Keeping the TottonCraft experience in line with what we envisioned caused a lot of pondering and discussion within the team. How do we make sure we don’t alienate the people on our server? As we were a very small close-knit community we would live and die by our choices and changes. Even when we decided on a change for the server we would always discuss it first with the player base. Most alterations were to give our users more safety and didn’t majorly affect the core gameplay. We all wanted to play Minecraft as it was intended, so that is what we strived for.


I mentioned earlier how we would use donations to keep this all running. Although the server cost was low (around £50 a year) we were able to fully finance it by user donations sent to my PayPal account. A lot of servers in return of monetary contributions give special perks or powers to the donor, not the case with TottonCraft. It was always my idea that if someone was pleased with the server and would like to say thanks then sending us a few pounds would be more than adequate and greatly appreciated. During the first 2 years we managed to just scrape by without us having to make up any extra money to cover the bill. For the last year though we decided to build our own server. Benefits of this were that after the initial cost we would no longer have to pay a monthly fee to anyone, but we would have to get around £80 in donations beforehand. We were able to get the full amount in less than 24 hours. I found this incredibly touching, people were more than willing to take a gamble with us, for nothing in return, just purely because they enjoyed what we gave them. One user donated some spare computer parts and one of the head admins hosted the computer at his house in NY.

However, after time my interest in the game dwindled, down to other games to play and my disinterest in the way the development of the actual game was headed. TottonCraft needed attention, my staff could handle it but they were also losing interest fast. One by one they stopped playing, until nobody remained. Players began to leave. We couldn’t add more without an active staff presence and I sadly was not prepared to idle in the server after getting home from work to monitor activity. I felt a sense of guilt, that what I had helped to achieve was going down the toilet. This went on for a months with myself updating what needed to, doing the bare minimim to keep it running. But this was not to last.

A couple of months back the trusty computer that was running the server died. Something burnt out inside it and im just glad it didn’t cause a fire. Now was a good time as any to call it quits and I posted this on the TottonCraft subreddit titled ‘The End’.

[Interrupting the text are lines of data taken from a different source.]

PR #702, opened 2026-03-22
fix: fix task cancellation cascade and allow manual UI state transitions

lsm:
- Fix bug in room-agent-tools.ts: only cascade cancellation for 'cancelled'
  transitions; use terminateTaskGroup for 'completed'/'needs_attention' to
  avoid incorrectly cancelling dependent tasks
- Add mode parameter ('runtime'|'manual') to setTaskStatus allowing UI to
  bypass strict state machine rules for manual transitions
- Add SetStatusModal in TaskView for arbitrary status changes with
  destructive transition warnings
- Support unarchiving by clearing archivedAt when transitioning from archived
- Update task-handlers RPC to accept and pass through manual mode
- Add unit tests for manual mode in task-manager and task-handlers

### DIFF
--- a/packages/daemon/src/lib/room/managers/task-manager.ts
+++ b/packages/daemon/src/lib/room/managers/task-manager.ts
@@ -188,15 +188,15 @@ export class TaskManager {
 	async setTaskStatus(
 		taskId: string,
 		newStatus: TaskStatus,
-		options?: { result?: string; error?: string }
+		options?: { result?: string; error?: string; mode?: 'runtime' | 'manual' }
 	): Promise<NeoTask> {
 		const task = await this.getTask(taskId);
 		if (!task) {
 			throw new Error(`Task not found: ${taskId}`);
 		}
 
-		// Validate transition
-		if (!isValidStatusTransition(task.status, newStatus)) {
+		// Validate transition (skipped in manual mode — UI allows any transition)
+		if (options?.mode !== 'manual' && !isValidStatusTransition(task.status, newStatus)) {
 			throw new Error(
 				`Invalid status transition from '${task.status}' to '${newStatus}'. ` +
 					`Allowed transitions: ${VALID_STATUS_TRANSITIONS[task.status].join(', ') || 'none'}`
@@ -220,16 +220,31 @@ export class TaskManager {
 		}
 
 		// Clear error/result/progress when restarting from a terminal/failed state.
-		// Covers needs_attention, cancelled, and completed → reactivation transitions.
+		// Covers needs_attention, cancelled, completed → reactivation transitions.
+		// In manual mode, also covers archived → active and completed → pending transitions.
 		if (
 			((task.status === 'needs_attention' || task.status === 'cancelled') &&
 				(newStatus === 'pending' || newStatus === 'in_progress' || newStatus === 'review')) ||
-			(task.status === 'completed' && newStatus === 'in_progress')
+			(task.status === 'completed' && newStatus === 'in_progress') ||
+			(options?.mode === 'manual' &&
+				(task.status === 'archived' ||
+					task.status === 'completed' ||
+					task.status === 'cancelled' ||
+					task.status === 'needs_attention') &&
+				(newStatus === 'pending' ||
+					newStatus === 'in_progress' ||
+					newStatus === 'review' ||
+					newStatus === 'completed'))
 		) {
 			// Use null to explicitly clear these fields in the database
 			updates.error = null;
 			updates.result = null;
 			updates.progress = null;
+		}
+
+		// When transitioning FROM archived (unarchiving), clear the archived_at timestamp
+		if (task.status === 'archived') {
+			updates.archivedAt = null;
 		}
 
 		return this.updateTaskStatus(taskId, newStatus, updates);
--- a/packages/daemon/src/lib/room/managers/task-manager.ts
+++ b/packages/daemon/src/lib/room/managers/task-manager.ts
@@ -441,13 +441,13 @@ export class TaskManager {
 	 * Archive task - transitions to 'archived' status and sets archivedAt timestamp.
 	 * Validates that the current status allows transitioning to 'archived'.
 	 */
-	async archiveTask(taskId: string): Promise<NeoTask> {
+	async archiveTask(taskId: string, options?: { mode?: 'runtime' | 'manual' }): Promise<NeoTask> {
 		const task = await this.getTask(taskId);
 		if (!task) {
 			throw new Error(`Task not found: ${taskId}`);
 		}
 
-		if (!isValidStatusTransition(task.status, 'archived')) {
+		if (options?.mode !== 'manual' && !isValidStatusTransition(task.status, 'archived')) {
 			throw new Error(
 				`Cannot archive task in '${task.status}' status. ` +
 					`Allowed transitions: ${VALID_STATUS_TRANSITIONS[task.status].join(', ') || 'none'}`
--- a/packages/daemon/src/lib/room/runtime/room-runtime.ts
+++ b/packages/daemon/src/lib/room/runtime/room-runtime.ts
@@ -1757,7 +1757,10 @@ export class RoomRuntime {
 	 * 2. Cleans up the worktree to free disk space.
 	 * 3. Sets the task status to 'archived' with archivedAt timestamp.
 	 */
-	async archiveTaskGroup(taskId: string): Promise<boolean> {
+	async archiveTaskGroup(
+		taskId: string,
+		options?: { mode?: 'runtime' | 'manual' }
+	): Promise<boolean> {
 		const group = this.groupRepo.getGroupByTaskId(taskId);
 
 		if (group) {
@@ -1784,7 +1787,7 @@ export class RoomRuntime {
 		}
 
 		// Set archivedAt timestamp on task (transitions to 'archived' status)
-		await this.taskManager.archiveTask(taskId);
+		await this.taskManager.archiveTask(taskId, { mode: options?.mode });
 
 		return true;
 	}
--- a/packages/daemon/src/lib/room/tools/room-agent-tools.ts
+++ b/packages/daemon/src/lib/room/tools/room-agent-tools.ts
@@ -357,17 +357,42 @@ export function createRoomAgentToolHandlers(config: RoomAgentToolsConfig) {
 					if (runtime) {
 						const group = groupRepo.getGroupByTaskId(args.task_id);
 						if (group && group.completedAt === null) {
-							// There's an active group - cancel it first if moving to terminal state
-							if (
-								args.status === 'completed' ||
-								args.status === 'needs_attention' ||
-								args.status === 'cancelled'
-							) {
-								const cancelledGroup = await runtime.taskGroupManager.cancel(group.id);
-								if (!cancelledGroup) {
+							if (args.status === 'cancelled') {
+								// Use runtime.cancelTask() which properly handles group termination
+								// AND cascades the cancellation to pending dependent tasks.
+								const cancelResult = await runtime.cancelTask(args.task_id);
+								if (!cancelResult.success) {
 									return jsonResult({
 										success: false,
-										error: `Failed to cancel active group for task ${args.task_id} — group may have been modified concurrently`,
+										error: `Failed to cancel task ${args.task_id} — runtime cancellation was unsuccessful`,
+									});
+								}
+								// cancelTask already set status and emitted task updates; emit UI updates and return
+								if (daemonHub) {
+									for (const cancelledId of cancelResult.cancelledTaskIds) {
+										const cancelledTask = await taskManager.getTask(cancelledId);
+										if (cancelledTask) {
+											void daemonHub.emit('room.task.update', {
+												sessionId: `room:${roomId}`,
+												roomId,
+												task: cancelledTask,
+											});
+										}
+									}
+								}
+								return jsonResult({
+									success: true,
+									message: `Task ${args.task_id} cancelled successfully.`,
+								});
+							} else if (args.status === 'completed' || args.status === 'needs_attention') {
+								// Terminate the group WITHOUT cascading cancellation to pending dependent tasks.
+								// Only cancellation of a dependency should affect dependents — completing or
+								// marking a task as needs_attention should leave dependents untouched.
+								const terminated = await runtime.terminateTaskGroup(args.task_id);
+								if (!terminated) {
+									return jsonResult({
+										success: false,
+										error: `Failed to terminate active group for task ${args.task_id} — group may have been modified concurrently`,
 									});
 								}
 							}
--- a/packages/daemon/src/lib/rpc-handlers/task-handlers.ts
+++ b/packages/daemon/src/lib/rpc-handlers/task-handlers.ts
@@ -366,6 +366,7 @@ export function setupTaskHandlers(
 			status: TaskStatus;
 			result?: string;
 			error?: string;
+			mode?: 'manual' | 'runtime';
 		};
 
 		if (!params.roomId) {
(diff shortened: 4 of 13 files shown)


lsm (commented):

### Recommendation: APPROVE

This PR correctly addresses two issues: (1) fixing the cancellation cascade bug where completing a task incorrectly cancelled its dependents, and (2) introducing a dual-track state machine with `mode` parameter to allow manual UI transitions to bypass strict runtime validation.

### What looks good

- **Cancellation cascade fix** (`room-agent-tools.ts`): The differentiation between `cancelled` (uses `runtime.cancelTask()` with cascade) vs `completed`/`needs_attention` (uses `runtime.terminateTaskGroup()` without cascade) is clean and correct. The early return for the cancelled path properly prevents double status updates.

- **Dual validation** in both `task-handlers.ts` and `task-manager.ts`: Defense in depth -- if the RPC handler is ever bypassed, the manager still enforces the right rules.

- **Unarchiving support**: Clearing `archivedAt` when transitioning from archived, adding the `archivedAt` field to `UpdateTaskParams` and `TaskRepository` -- all properly wired together.

- **Test coverage**: Good coverage of manual mode at both the task-manager and RPC-handler levels. The dependent task cascade tests verify both directions (completing doesn't cascade, cancelling does).

- **Frontend**: SetStatusModal with destructive transition warnings is well-implemented. Error state handling, loading state, and cleanup on close are all present.

### Observations (P3)

1. **P3 - UI hides "Set Status" for archived tasks** (`TaskView.tsx`, around line 1261 in patched file): The button is hidden when `task.status === 'archived'`, and there's no other UI path to unarchive. The archive dialog explicitly says "The task cannot be reactivated after archiving." While the backend supports unarchiving via manual mode, the UI intentionally treats archival as permanent. This is consistent but worth noting -- if unarchiving is desired in the future, the backend is ready.

2. **P3 - Redundant validation**: `task-handlers.ts` (lines 388-396) validates the transition, then `task-manager.ts` (line 199) validates again. Both skip in manual mode. Not a problem -- this is defense in depth -- but the comment in the handler could note that the manager also validates.

3. **P3 - `isDestructiveTransition` coverage**: The function only covers three specific transitions (from archived, completed->pending, cancelled->completed). Other unusual manual transitions like `in_progress->draft` or `review->pending` aren't flagged as destructive. This seems like a reasonable starting point since those transitions are less risky, but expanding the set later may be warranted.

No P0, P1, or P2 issues found. The implementation is correct, well-tested, and fits existing patterns.

lsm (commented):

---

### Summary

The two core bug fixes are sound: (1) the cascade-cancellation bug in `room-agent-tools.ts` is correctly fixed by using `terminateTaskGroup` instead of the old cancel-group-for-all-terminal-states approach, and (2) the `mode` parameter in `setTaskStatus` correctly bypasses the state machine for manual UI transitions. However, there is a P1 behavioral defect where manual mode archiving is silently blocked by a downstream `archiveTask()` call that re-validates the transition, and a P2 gap in frontend test coverage for the new `SetStatusModal`.

---

### Issues

#### P1 — Manual mode cannot archive non-terminal tasks despite UI offering the option

**Files:** `packages/daemon/src/lib/rpc-handlers/task-handlers.ts` (lines 399–416) and `packages/daemon/src/lib/room/managers/task-manager.ts` (lines 450–455)

The `task.setStatus` handler correctly skips the transition check in manual mode (line 389). But when `params.status === 'archived'`, it immediately routes to the archive-specific path, which calls either `runtime.archiveTaskGroup(taskId)` or `taskManager.archiveTask(taskId)`. Both paths eventually invoke `taskManager.archiveTask()`, which contains its own hardcoded `isValidStatusTransition(task.status, 'archived')` check (task-manager.ts line 450).

Looking at `VALID_STATUS_TRANSITIONS`, only `completed`, `cancelled`, and `needs_attention` can transition to `archived`. Tasks in `pending`, `in_progress`, `review`, and `draft` states cannot. So even with `mode: 'manual'`, trying to archive an `in_progress` or `review` task will throw:
```
Cannot archive task in 'in_progress' status. Allowed transitions: ...
```

Meanwhile, the `SetStatusModal` in `TaskView.tsx` (line 618) shows every status except the current one, including `archived`, regardless of the current task state. A user choosing `archived` from an `in_progress` task will see a server-side error. The error message mentions allowed transitions but does not tell the user that manual mode is not honoured for archiving.

The fix needs to either: (a) bypass the validation inside `archiveTask` when called from a manual-mode context (pass a flag through), or (b) filter out `archived` from `SetStatusModal`'s available targets when the task is not in a terminal state (and document the intentional asymmetry).

---

#### P2 — No frontend tests for the new `SetStatusModal`

**File:** `packages/web/src/components/room/TaskView.test.tsx`

The PR added 3 lines to `TaskView.test.tsx` but the new `SetStatusModal` component (lines 552–726 in `TaskView.tsx`) has zero test coverage. Existing tests cover the `task.setStatus` RPC for complete, reactivate, and archive flows, but none exercise:
- Opening the modal via the "Set Status" button in `TaskInfoPanel`
- Selecting a new status and confirming
- The destructive warning being shown for relevant transitions
- The `mode: 'manual'` field being passed in the request

The 3 added lines in the test file appear to be stubs or placeholders but add no meaningful assertions.

---

#### P2 — Duplicate transition validation between RPC handler and `setTaskStatus`

**Files:** `packages/daemon/src/lib/rpc-handlers/task-handlers.ts` (lines 389–397) and `packages/daemon/src/lib/room/managers/task-manager.ts` (lines 199–204)

For `runtime` mode, the transition is validated twice: once in the RPC handler (task-handlers.ts line 390) and again in `setTaskStatus` (task-manager.ts line 199). The RPC handler re-implements the same `VALID_STATUS_TRANSITIONS` lookup that the manager already owns. This divergence means a future change to transition rules would need to be updated in two places. Consider removing the redundant check from the handler and letting the manager be the single authority.

---

#### P3 — `setTaskStatus` does not clear state fields when manually transitioning from `in_progress` or `review`

**File:** `packages/daemon/src/lib/room/managers/task-manager.ts` (lines 225–243)

The clear-fields logic only activates when the source status is `needs_attention`, `cancelled`, `completed`, or `archived`. A manual transition from `in_progress` → `pending` or `review` → `pending` will not clear `error`, `result`, or `progress` fields, potentially leaving stale data. The comment on line 224 mentions this covers `archived → active` but does not account for active → pending transitions in manual mode.

---

#### P3 — `isDestructiveTransition` coverage is incomplete

**File:** `packages/web/src/components/room/TaskView.tsx` (lines 585–593)

The function covers only 3 specific cases. Other manually-forced transitions that could be considered destructive (e.g. `review → pending`, which would discard in-progress work, or `in_progress → needs_attention`) produce no warning. This may be intentional, but it is worth a comment explaining the decision.

lsm (commented):

### Recommendation: APPROVE

All three issues from the previous review have been addressed correctly:

**P1 fix (archiveTask mode parameter)**: `archiveTask()` and `archiveTaskGroup()` now accept `{ mode?: 'runtime' | 'manual' }` and the RPC handler passes it through. The manual-mode bypass in `archiveTask` (task-manager.ts line 450) mirrors the bypass in `setTaskStatus` (line 199). This resolves the bug where manual archiving of non-terminal tasks would throw.

**P2 fix (duplicate validation removed)**: The redundant `VALID_STATUS_TRANSITIONS` check has been removed from the RPC handler. The manager is now the single validation authority. The handler's only remaining responsibility is orchestrating side effects (group termination, restart resets, event emission).

**P2 fix (SetStatusModal tests)**: Four new tests cover: opening the modal from the info panel, confirming with `mode: 'manual'`, verifying archived tasks hide the button, and verifying the destructive warning for `completed -> pending`.

1. **P3 -- Misleading test name** (`TaskView.test.tsx` line 2396): The test titled "shows destructive warning when transitioning from archived" does not actually test a destructive warning. It verifies that the Set Status button is hidden for archived tasks. The test name should reflect what it actually asserts (e.g., "hides Set Status button for archived tasks"). This is cosmetic and does not affect correctness.

2. **P3 -- `in_progress`/`review` to lower states don't clear stale fields** (`task-manager.ts` lines 225-243): The clear-fields logic only fires when the source status is `needs_attention`, `cancelled`, `completed`, or `archived`. A manual `in_progress -> pending` transition won't clear `progress` or `error` fields. This is a minor gap since active tasks rarely have error/result set, but could leave stale data in edge cases. Noted from the prior review and still applicable.

3. **P3 -- Security consideration on `mode: 'manual'`**: The `mode` parameter is accepted from the client without server-side authorization. Any WebSocket client can send `mode: 'manual'` to bypass transition validation. In the current single-user architecture this is fine, but if multi-user access is ever added, this would need an authorization check.

No P0, P1, or P2 issues remain. The implementation is correct, complete, and well-tested.

lsm (commented):

**Recommendation: APPROVE** — all three previously-raised issues (P1 + 2x P2) are resolved. The implementation is clean and tests are thorough. A few minor observations follow.

---

### Previously-Raised Issues — Resolution Status

**P1 — Manual mode archiving of non-terminal tasks**

Resolved. `archiveTask()` and `archiveTaskGroup()` now each accept `options?: { mode?: 'runtime' | 'manual' }`, the RPC handler constructs `modeOpts` and passes it through, and validation is skipped when `mode === 'manual'`. The `archivedAt` clearing in `setTaskStatus` (line 246 of `task-manager.ts`) is correctly gated behind the validation bypass — since `VALID_STATUS_TRANSITIONS['archived'] = []`, this code path is unreachable in runtime mode.

**P2 — Duplicate transition validation in RPC handler**

Resolved. The `VALID_STATUS_TRANSITIONS` import and the duplicate check block have been removed from `task-handlers.ts`. The mock factory in the test suite now re-implements that logic itself as the single-authority path, which is the right approach.

**P2 — SetStatusModal frontend tests**

Resolved. Four new tests were added in `TaskView.test.tsx`:
1. Opening the modal via the info panel trigger
2. Confirming with `mode: 'manual'` wired through to `task.setStatus`
3. Verifying archived tasks hide the Set Status button
4. Verifying the destructive warning text for `completed → pending`

---

### Remaining Observations (P3 / informational)

**P3 — Test assertions for `task.archive` handler use single-arg `toHaveBeenCalledWith`**

`packages/daemon/tests/unit/rpc-handlers/task-handlers.test.ts` lines 1467, 1477, 1487:
```ts
expect(runtime.archiveTaskGroup).toHaveBeenCalledWith('task-1');
```
The `task.archive` handler calls `runtime.archiveTaskGroup(params.taskId)` without a second argument, so this is correct and consistent. The analogous test in the `task.setStatus` suite (line 1114) properly asserts `toHaveBeenCalledWith('task-1', undefined)` because that handler passes `modeOpts`. No mismatch.

**P3 — Missing test: manual mode archiving a pending task via `task.setStatus` with runtime present**

The test suite does not cover the case where `{ status: 'archived', mode: 'manual' }` is sent for a pending/in-progress task with an active runtime. The production path (`modeOpts = { mode: 'manual' }` propagated to `archiveTaskGroup`) is correct, but a test verifying the `modeOpts` argument is forwarded to `archiveTaskGroup` would close this gap. Not blocking.

**P3 — `setTaskStatus` clear-fields condition is overly broad in manual mode**

In `task-manager.ts` lines 229-243, the manual-mode branch clears `error/result/progress` when destination is any of `pending | in_progress | review | completed`. This means a manual `pending → completed` (no prior result) will wipe `result` on the task — harmless since there is nothing to wipe, but the comment says "restarting from terminal state" when that's not always the case. Minor documentation inconsistency only.

---

Overall the implementation is correct, well-tested, and follows the existing architecture patterns. Happy to approve.

lsm (commented):

**Recommendation: APPROVE** — the latest CI fix is correct and closes the validation bypass gap.

---

### What the latest commit does

The third commit (`f7135122`) re-adds the handler-level `VALID_STATUS_TRANSITIONS` check at the top of `task.setStatus` (before the cancel/archive early-return paths). The core problem it fixes: both `runtime.cancelTask()` and the archive path use early returns that hand off to `cancelTaskCascade()` / `archiveTask()` respectively, and neither of those low-level paths called `setTaskStatus()` with its transition guard. Without the handler-level check, a client could send `{ status: 'cancelled' }` for an archived task and `runtime.cancelTask()` would call `cancelTaskCascade()` → `updateTaskStatus()` directly, bypassing all validation. The re-added check is placed before these early returns, so it fires first.

### Review of the fix

**Correctness:** The guard is correct. The condition is `params.mode !== 'manual'` and the `VALID_STATUS_TRANSITIONS` lookup is sourced from the manager's own map (single-source-of-truth for the table). `archived -> []` means every attempt to transition out of `archived` without `mode: 'manual'` will throw the expected message, which now matches the online test regex `/Invalid status transition from 'archived'/`.

**Defense-in-depth is intentional:** The handler check and the manager-level check in `setTaskStatus` (line 199 of `task-manager.ts`) are both deliberate. The comment in the handler explains this clearly: the early-return paths for cancel and archive bypass the manager's own validation, so the handler must catch those cases itself. This is not redundant complexity — it is the only correct way to guard those paths.

**Manual mode unaffected:** The new check gates on `params.mode !== 'manual'`, so all manual UI transitions continue to work. Confirmed by the existing manual-mode tests in the `describe('manual mode')` suite.

**Test coverage for the bug:** The specific regression path (`archived → cancelled` with an active runtime where `runtime.cancelTask()` would have been invoked) is not unit-tested with a real runtime mock. The existing test at line 936 of `task-handlers.test.ts` covers `archived → cancelled` but uses `makeNullRuntimeService()` (returns `null` for runtime), so it goes through the null-runtime path rather than the `runtime.cancelTask()` path. The online integration tests in `rpc-task-lifecycle.test.ts` (lines 423-437) do cover this behavior against a real server and match the corrected error format. This is a P3 observation only — the online test provides sufficient coverage of the real scenario.

**No new issues introduced:** The commit touches only `task-handlers.ts`. No logic changes elsewhere.

---

### Issues

**P3 — Unit test gap for archived → cancelled with active runtime:** `packages/daemon/tests/unit/rpc-handlers/task-handlers.test.ts` line 936 tests all transitions from `archived` using `makeNullRuntimeService()`. Adding a variant using `makeRuntimeServiceWithRuntimeCleanup()` for the `cancelled` target would directly document the bypass-via-cancelTask bug and guard against regression. Not blocking.

---

No P0, P1, or P2 issues. The fix is minimal, targeted, and well-reasoned. The implementation is correct.

lsm (commented):

**Recommendation: APPROVE**

### Summary

The third commit correctly re-adds handler-level `VALID_STATUS_TRANSITIONS` validation at the `task.setStatus` RPC entry point (lines 391-398 of `task-handlers.ts`). This is necessary because the cancel and archive code paths use early returns that bypass the manager-level validation in `setTaskStatus()` and `archiveTask()`. Without the handler-level check, a non-manual call like `archived → cancelled` would succeed by hitting the `runtime.cancelTask()` early return before any manager validation runs.

The `mode: 'manual'` bypass is correctly preserved at both layers:
- Handler level (line 391): `if (params.mode !== 'manual')`
- Manager level `setTaskStatus` (line 199 of task-manager.ts): `if (options?.mode !== 'manual')`
- Manager level `archiveTask` (line 450 of task-manager.ts): `if (options?.mode !== 'manual')`

### Detailed Analysis

**Correctness** - The implementation is sound. The dual-layer validation is well-motivated by the early-return control flow in the handler. The commit message clearly explains why the handler-level check is needed.

**Test coverage** - Comprehensive:
- `task-manager.test.ts`: Tests manual mode bypass, runtime mode enforcement, archived unarchiving, field clearing on state reactivation, and cascade behavior (lines 1190-1317)
- `task-handlers.test.ts`: Tests handler-level validation for pending→completed, completed→pending, all transitions from archived; tests manual mode bypass, explicit runtime mode, default (no mode) runtime enforcement; tests `mode` is passed through to `setTaskStatus`; archive delegation tests (lines 797-1248)
- `TaskView.test.tsx`: Frontend tests for SetStatusModal, `mode: 'manual'` in RPC call, destructive transition warnings
- `room-agent-tools.test.ts`: Updated to reflect the cascading cancellation fix

**Frontend** - The `SetStatusModal` offers all statuses except current, shows destructive transition warnings for archived/completed/cancelled transitions, and consistently sends `mode: 'manual'` through `task.setStatus` RPC.

**Bug fix in room-agent-tools.ts** - Lines 387-398 correctly use `runtime.terminateTaskGroup()` for `completed`/`needs_attention` transitions instead of `cancelTask()`, preventing incorrect cascade cancellation of dependent tasks.

**CI failure** - The single CI failure is in `state-manager.test.ts:621/733` (`handler is not a function`), which is in a file not modified by this PR. This is a pre-existing issue unrelated to these changes.

### No issues found

The handler-level validation fix is correct and well-motivated. The error message format (`Invalid status transition from 'archived'...`) now matches the regex in the online integration test `rpc-task-lifecycle.test.ts`. The mode parameter flows correctly through all layers.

Everyone has moved on and I don’t have the time or energy to keep this going anymore. TottonCraft will be closing down, more or less.

I have moved the server to my own personal vps. It may not be as smooth as the previous one but I think it should be fine for the small group who are still playing. I dont have any plans to close it down completely, so long as there are people who enjoy it.

It has been moved to – so connect to that instead of

Everyone will need to reapply to be added, just send me a pm on here or via

Dont worry, all of the files were backed up and everything will be the way it was.

We have been doing this for 3 years now and it wasn’t an easy decision to make. Even though the core members left years ago I couldn’t bare to close it down.

You all mean a lot to me.

I will still be reachable on reddit if you want to chat. We can even play together on different games, all my usernames etc are here.

Oh and the mumble server is still up for talking about random crap.

It has truly been a pleasure,


The reason why I kept at it all this time was because we were a group, a family. One that I will never forget.